Reproduce the material that follows, please, but only from its first line to the line containing "an override there)", inclusive.

*** Provided records Section Begins ***

PR #3206, opened 2017-12-30
Unified Utility Script for Groovy Wrapper

digitalripperynr:
Adds a unified script for all utility commands for the Groovy Wrapper.

General Syntax:
`groovyw util (type) (sub-command)`

Check more information using `groovyw util usage`


GooeyHub:

Cervator:
Looking around some - it would be useful in general if you could elaborate a bit on the changes made and any non-obvious design decisions made :-)

From what I can tell initially it looks pretty good, nicely done. The typed-item approach should work. Some notes:

* The handling of the GitHub home seems a little suspect. Have you tested that it respects an alternative org home set in `gradle.properties` ? What about meta modules since they read a different property?
* There are some code style issues, mostly minor like whitespace. Missing spaces, sometimes indentation is 2 spaces sometimes 4, etc. It might be possible to scan it with Checkstyle with a bit of tweaking
* There are some javadoc/comment bits that could still be updated some, like recurse only working for modules (only indicated in some places at present)
* The create item isn't handling the types quite right, but is close. The modules have `module.txt` and `build.gradle` at present, but the meta modules doesn't have any Gradle at all and the facades should get the template file for facades, not modules
* `updateItem` seems to have been renamed away from module, but its content still seems to be specific to modules? At least in naming/logging
* The Groovy fall through warning override isn't in place for the case switch, so there's a warning about a missing break (which is intentional and why there was an override there)
* One of the `getUserString` calls uses `String` and the other `GString` (`"` vs `'`) - that should mean the `$displayName` variable won't expand in one case. Did you test for that?
* Could `displayName` be renamed to something clearer?
* I think the `module update-all` could use a URL check - I managed to get it to break as I had a module where the remote was no longer valid
* Trying to test `meta` leads to trouble as I guess it requires the rename of the "meta" to "metas" - right? That's what I think we should do. If you could confirm with the rename and add the rename to the PR I'd appreciate it :-)

util.groovy
```diff
@@ -0,0 +1,502 @@
...
+/**
+ * Default settings for modules.
+ * githubRepo stores the Repository name.
+ * targetDirectory stores the working directory.
+ * displayName is used to generalize the script.
+ */
+githubRepo="Terasology"
+targetDirectory="modules"
+displayName="Module"
+//Main Logic for changing githubRepo, targetDirectory & displayName
```
mjuvekar7: add blank line before this, and make this a Javadoc-style comment (to maintain consistency throughout)

digitalripperynr: Okay!

digitalripperynr:
A list of chanmges that I made :
- The `displayName` variable is renamed to `itemType` for more code clarity.
- The `createItem` now acts differently for modules, meta and facades as intended.
- The `updateItem` is no longer specific to modules in logs.
- The rename of meta folder was suggested by you for meta.groovy. So I renamed it to metas. I will add it in the next PR.

digitalripperynr:
I fixed all the issues listed by Cervator.
The only thing left now is the implementation of URL validation for update command.

Please review the changes.

Cervator:
Thanks for all the changes and keeping at it. Task has been approved already but I wanted to leave a note here that I'll get to this PR (and other Groovy ones) whenever I get a chance to spend some time on final organizing and docs :-)

digitalripperynr:
The '-remote' option should have an example in the help section. It is a bit confusing for new users.
I'll add that when this get approved and is ready to merge :)

jellysnake:
I'm not convinced that this is a needed change. It does increase code reuse but it also adds an unnecessary `util` to the command and makes the single file rather bloated. Is there a way to have a central file containing the utility functions but otherwise leave it intact?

*** Provided records Section Ends ***

Expected answer -
PR #3206, opened 2017-12-30
Unified Utility Script for Groovy Wrapper

digitalripperynr:
Adds a unified script for all utility commands for the Groovy Wrapper.

General Syntax:
`groovyw util (type) (sub-command)`

Check more information using `groovyw util usage`


GooeyHub:

Cervator:
Looking around some - it would be useful in general if you could elaborate a bit on the changes made and any non-obvious design decisions made :-)

From what I can tell initially it looks pretty good, nicely done. The typed-item approach should work. Some notes:

* The handling of the GitHub home seems a little suspect. Have you tested that it respects an alternative org home set in `gradle.properties` ? What about meta modules since they read a different property?
* There are some code style issues, mostly minor like whitespace. Missing spaces, sometimes indentation is 2 spaces sometimes 4, etc. It might be possible to scan it with Checkstyle with a bit of tweaking
* There are some javadoc/comment bits that could still be updated some, like recurse only working for modules (only indicated in some places at present)
* The create item isn't handling the types quite right, but is close. The modules have `module.txt` and `build.gradle` at present, but the meta modules doesn't have any Gradle at all and the facades should get the template file for facades, not modules
* `updateItem` seems to have been renamed away from module, but its content still seems to be specific to modules? At least in naming/logging
* The Groovy fall through warning override isn't in place for the case switch, so there's a warning about a missing break (which is intentional and why there was an override there)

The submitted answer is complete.